This module allows Spiderfoot to search local databases. This might be useful, when you want to include databases of leaks and breaches.
You can find the original Spiderfoot project here: https://github.com/smicallef/spiderfoot. They are amazing <3!
It is not included in Spiderfoots standard installation, because it is not how Spiderfoot was designed to work. But because I have developed this module, since I think it is useful, I wanted to make it available to others.

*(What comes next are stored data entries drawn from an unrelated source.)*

Issue #2927, opened 2017-11-06
bash kind action


style95:
Shell script is commonly used.
If we can create an action with shell script, many users can take advantage of OpenWhisk.
Even they can automate their bash logics or provide it as a REST API.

To use it, just copy the sfp_local_data.py to the modules directory of your Spiderfoot installation
If you want to read more about it, you can check out my blog: https://security-by-accident.com/beyond-the-web-spiderfoot/
Datasets have to be stored on the local machine. If you want to make them available for Spiderfoot, you have to include their full path in the settings of the module. Multiple files can be specified in a comma separated list. Below the path configuration you can select what kinds of data the module should listen for. So, if that kind of data is found during your scan, the module will automatically start searching for it in your local files. Do not forget to click “Save Changes”.
Afterwards you can select the module in the scan settings in the “By Module” tab.
If the scan finds anything in your local dataset, it will report the filename, line and content back as “Raw Data from RiRs/APIs”.
This implementation was able to search a 30GB file in 3 minutes, which will slow the search process down, if a lot of data is present. Possible speed improvements could be done by implementing ripgrep, but this would require additional libraries. If you have any improvements, I am looking forward to your Pull Requests on Github.